Just in case it helps anyone searching this very same issue but in MySQL, take into account that you should enable the driver stream support "manually":
def enableStream(statement: java.sql.Statement): Unit = {
statement match {
case s: com.mysql.jdbc.StatementImpl => s.enableStreamingResults()
case _ =>
}
}
val publisher = sourceDb.stream(query.result.withStatementParameters(statementInit = enableStream))
Source: http://www.slideshare.net/kazukinegoro5/akka-streams-100-scalamatsuri
Ended up using #ViktorKlang answer and just wrapped the run with an Await.result. I also found an alternative answer in the docs which demonstrates using the reactive streams publisher and subscriber interfaces:
The stream method returns a DatabasePublisher[T] and Source.fromPublisher returns a Source[T, NotUsed]. This means you have to attach a subscriber instead of using runForEach - according to the release notes NotUsed is a replacement for Unit. Which means nothing gets passed to the Sink.
Since Slick implements the reactive streams interface and not the Akka Stream interfaces you need to use the fromPublisher and fromSubscriber integration point. That means you need to implement the org.reactivestreams.Subscriber[T] interface.
Here's a quick and dirty Subscriber[T] implementation which simply calls println:
class MyStreamWriter extends org.reactivestreams.Subscriber[my_stream] {
private var sub : Option[Subscription] = None;
override def onNext(t: my_stream): Unit = {
println(t.value)
if(sub.nonEmpty) sub.head.request(1)
}
override def onError(throwable: Throwable): Unit = {
println(throwable.getMessage)
}
override def onSubscribe(subscription: Subscription): Unit = {
sub = Some(subscription)
sub.head.request(1)
}
override def onComplete(): Unit = {
println("ALL DONE!")
}
}
You need to make sure you call the Subscription.request(Long) method in onSubscribe and then in onNext to ask for data or nothing will be sent or you won't get the full set of results.

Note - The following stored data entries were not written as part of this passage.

PR #147, opened 2023-03-27
docs: add concept for encrypted transfers

bcronin90:
As per https://jira.catena-x.net/browse/A1IDSC-390 a way to easily transfer encrypted data is required. The requirement specifically goes beyond SSL/TLS during transfer. Rather, assets are to be stored with encryption and access to decryption should be granted to anyone legitimately accessing it.

As per @stefan-ettl @stephanbcbauer a decision record is needed. This is it.

<sub>Brendan Cronin [brendan.cronin@mercedes-benz.com](mailto:brendan.cronin@mercedes-benz.com), Mercedes-Benz Tech Innovation GmbH, [legal info/Impressum](https://github.com/mercedes-benz/foss/blob/master/PROVIDER_INFORMATION.md)</sub>


florianrusch-zf:
Is this really something we need in tractusx-edc, or wouldn't this fit better in upstream?

bcronin90:
> Is this really something we need in tractusx-edc, or wouldn't this fit better in upstream?

@stefan-ettl @stephanbcbauer Should this be moved?

jimmarino:
I don't think this belongs upstream. It is a solution for transferring encrypted data specific to a dataspace. For this to be adopted upstream (since it affects the data exchange protocol), it would need to be included in an IDS protocol specification.

jimmarino:
> I just thought, that this could be beneficial also for other dataspaces not only Catena-X.

It could be, but it should be part of the IDS specs since it affects the protocol. There is a separate issue of how best to achieve encrypted data transfer. I don't think the Contract Agreement or Offer is the correct place to do this, but we can discuss that offline.

florianrusch-zf:
@bcronin90 @jimmarino what is the current state?

jimmarino:
@florianrusch-zf, my bad for not responding earlier. The requirements unclear to me. Specifically:

1.  Why does the provider need to encrypt the data with a private key and then share that private key with one or more clients? That seems to violate the requirement that "Private keys need to remain private"

2. I'm not sure what "The same data can be shared with multiple recipients in a resource-conserving way" entails.

3. Where and when does the data need to be encrypted, e.g. in transit, at rest, both, etc.?

We should o back and clarify those points. Encryption keys should not be part of the contract agreement. As a rough sketch, I would take a different approach:

1. Client and provider negotiate a contract agreement. The offer contains a usage constraint that specifies the encryption requirements.
2. If the data needs to be encrypted in transit beyond what transport level encryption provides, the client should provide a public key in the data address part of the transfer process request.
3.  If the data needs to be encrypted in transit beyond what transport level encryption provides, the provider will use the public key to provision an encrypted version of the data during its provision phase and either sends the encrypted data to the client or notify the client that the data is available
4. The client obtains the data and uses the associated private key to decrypt it.

Note that this approach would not solve the use case where a provider only wants to make data available to a client for a certain period by supplying some type of expiring key.

bcronin90:
Alright, I'm back. Let's get into this.

> @florianrusch-zf, my bad for not responding earlier. The requirements are unclear to me. Specifically:
> 
>     1. Why does the provider need to encrypt the data with a private key and then share that private key with one or more clients? That seems to violate the requirement that "Private keys need to remain private"
I think I need to clarify this. The idea is to encrypt the actual data with a keypair that the recipient generates. The recipient then sends the private key of that keypair to the sender and encrypts that message with the public key of the sender. Basically this flow here: https://en.wikipedia.org/wiki/Pretty_Good_Privacy#/media/File:PGP_diagram.svg
The only private key that is transferred is the one called "random key" in that diagram. I assume that won't be a security issue, right?

>     2. I'm not sure what "The same data can be shared with multiple recipients in a resource-conserving way" entails.
Good point. We had an earlier concept that was rather inefficient. Since this started on JIRA, you can't know that. I'll rephrase this requirement.

>     3. Where and when does the data need to be encrypted, e.g. in transit, at rest, both, etc.?
Both. I know we already encrypt transfers, but there is a (business) requirement to go beyond that. So the next logical step to me was to create a proposal to implement PGP. That way we encrypt the relevant data before a transfer and it remains encrypted at the destination.

> We should go back and clarify those points. Encryption keys should not be part of the contract agreement. As a rough sketch, I would take a different approach:
> 
>     1. Client and provider negotiate a contract agreement. The offer contains a usage constraint that specifies the encryption requirements.
> 
>     2. If the data needs to be encrypted in transit beyond what transport level encryption provides, the client should provide a public key in the data address part of the transfer process request.
> 
>     3. If the data needs to be encrypted in transit beyond what transport level encryption provides, the provider will use the public key to provision an encrypted version of the data during its provision phase and either sends the encrypted data to the client or notifies the client that the data is available
> 
>     4. The client obtains the data and uses the associated private key to decrypt it.
> 
> Note that this approach would not solve the use case where a provider only wants to make data available to a client for a certain period by supplying some type of expiring key.
I agree. I don't think expiration of access is a requirement here, and even than I don't think we could solve it here. Pinning the transferred key to the Data Request makes more sense, I'll adapt that.

So really, we just have this one disagreement, the use of a random key to perform the actual encryption with. And I think it boils down to this:
Pro: Allows for validation of sender (since only the sender can have the encryption key)
Con: More overhead and more keys to keep in vault

So my remaining question is: Is that tradeoff worth it?

jimmarino:
As a first step, I think we need to go back and refine the requirements as they are unclear. Once this is done, we can produce a detailed solution write-up.

For example, the requirements should be similar to the following:

A provider must be able to publish an asset (to the dataspace) with a usage requirement that the asset data will be encrypted in transit (in addition to transport level encryption) and must remain encrypted on the consumer side when the data is at rest. 

Once we have the requirements clearly stated, we can propose a solution. Taking the above example as a baseline, we create a solution similar to the following:

1. A written specification for the encryption usage policy, including an example of the ODRL policy serialization
2. A written specification for transmitting a public key for decryption using the new Datasapce  Protocol messages. This should be based on standards where possible and include a schema using a schema language such as JSON Schema.
 
More details of a proposal include:

1. Private keys should not be transmitted (only public ones should be)
2. Encryption keys should not be shared across consumers
3. The provider should perform encryption for the consumer during the provisioning phase
4. Key transmission should be based on standards, e.g., JWK/JWKS, which allow for different algorithms (as opposed to PGP)

Let's discuss this.

bcronin90:
Thanks for the feedback.I think it would make sense for both parties to be able to require encryption as part of their contract. I'll flesh things out a bit based on that.

JWK seems like a good fit for the key transfer format, thanks for the suggestion.






---- Am Di, 25 Apr 2023 10:40:08 +0200 schrieb Jim Marino ***@***.***> ----





As a first step, I think we need to go back and refine the requirements as they are unclear. Once this is done, we can produce a detailed solution write-up.

For example, the requirements should be similar to the following:

A provider must be able to publish an asset (to the dataspace) with a usage requirement that the asset data will be encrypted in transit (in addition to transport level encryption) and must remain encrypted on the consumer side when the data is at rest.

Once we have the requirements clearly stated, we can propose a solution. Taking the above example as a baseline, we create a solution similar to the following:

A written specification for the encryption usage policy, including an example of the ODRL policy serialization

A written specification for transmitting a public key for decryption using the new Datasapce  Protocol messages. This should be based on standards where possible and include a schema using a schema language such as JSON Schema.


More details of a proposal include:

Private keys should not be transmitted (only public ones should be)

Encryption keys should not be shared across consumers

The provider should perform encryption for the consumer during the provisioning phase

Key transmission should be based on standards, e.g., JWK/JWKS, which allow for different algorithms (as opposed to PGP)


Let's discuss this.

bcronin90:
Any reviews?

florianrusch-zf:
I still have concerns about having this implemented in this project 😕

If we implement this only in tractusx-edc, that would mean our Catena-X EDCs are not compatible with other variants of the upstream Connector repo. Means: no interoperability with other Dataspaces. (For sure, no one checked already, if we are already interoperable - but we shouldn't increase the possible already existing gab) @stefan-ettl what do you think about this point?

jimmarino:
> I still have concerns about having this implemented in this project 😕
> 
> If we implement this only in tractusx-edc, that would mean our Catena-X EDCs are not compatible with other variants of the upstream Connector repo. Means: no interoperability with other Dataspaces. (For sure, no one checked already, if we are already interoperable - but we shouldn't increase the possible already existing gab) @stefan-ettl what do you think about this point?

This is a great start, but I still think this DR needs more detail because it doesn't outline enough of *how* encryption should be architected. Let's discuss that in a separate thread.

This DR should not be upstreamed because it is a specific solution rather than a platform feature. The distinction here is that this DR should cover how to implement a business requirement using features of the EDC rather than providing a set of general features that can address many different business requirements. Specifically, this DR should focus on what formats keys are transmitted, how they are transmitted via DSP messages, and what extension points should be used to perform encryption (e.g., the provisioner). EDC should instead focus on providing a message protocol (DSP) and extension points that invoke user code that implements business requirements. 

Keeping this DR in C-X *does not* mean C-X will not be interoperable with upstream EDC. In a dataspace, there are several aspects to interop:

1.  The wire-level protocol and message flow 
2. Trust model, including trust anchors
3. Policy semantics (not technical implementation)   

EDC handles #1 with its support for DSP. The trust model involves the type of trust system used and the flows it requires, e.g. OAuth2 or some form of SSI . EDC provides extension points and partial implementations of them. However, it leaves the decision on trust anchors to individual dataspaces. Item 3 is left entirely to individual dataspaces since policies are typically tied to specific domains.

All three aspects are required to have dataspace interoperability.

Also, moving extensions to upstream EDC does not impact interoperability. They must still be included in a runtime distribution (or substitutes used). This is easily done using Java dependency resolution tools (Maven, Gradle).

Regarding "inter-dataspace" interoperability, a useful way to frame this (which we did in the DSP working group) is to say: "There is no data exchange outside a dataspace." In other words, for two parties to exchange data in DSP, there must be a dataspace. If two participants from different dataspaces want to exchange data, they must create a third dataspace. This is fine since dataspaces can be lightweight contexts. Once that is done, we're back to the three interop layers above. Turtles all the way down.

bcronin90:
I feel like I'm just blindly guessing here. What kind of detail would you like to see? What are the open questions?

jimmarino:
> I feel like I'm just blindly guessing here. What kind of detail would you like to see? What are the open questions?

I think this is a great start. Give me a few days since I'm knee-deep in a release. Sorry for the delay.

bcronin90:
@stephanbcbauer I added you as reviewer because Jim is occupied and I had hoped you'd be familiar with the requirements. It's been open for so long, we can either merge or delete it at this point.

stephanbcbauer:
> @stephanbcbauer I added you as reviewer because Jim is occupied and I had hoped you'd be familiar with the requirements. It's been open for so long, we can either merge or delete it at this point.

@bcronin90 sorry, I have no idea about these requirements :(

jimmarino:
Does anyone have a written copy of the requirements? Maybe Stefan knows? If there are no requirements or no one is willing to write them down for us, maybe that is an indication this is not a priority?

stephanbcbauer:
@stefan-ettl we need a set of requirements for this enabler. Who is the requester for this? Thx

And here's how you use it:
def main(args: Array[String]) : Unit = {
implicit val system = ActorSystem("Subscriber")
implicit val materializer = ActorMaterializer()
val strm = TableQuery[Streams]
val db = Database.forConfig("pg-postgres")
try{
val src = Source.fromPublisher(db.stream(strm.result))
val flow = src.to(Sink.fromSubscriber(new MyStreamWriter()))
flow.run()
} finally {
system.shutdown
db.close
}
}
I'm still trying to figure this out so I welcome any feedback. Thanks!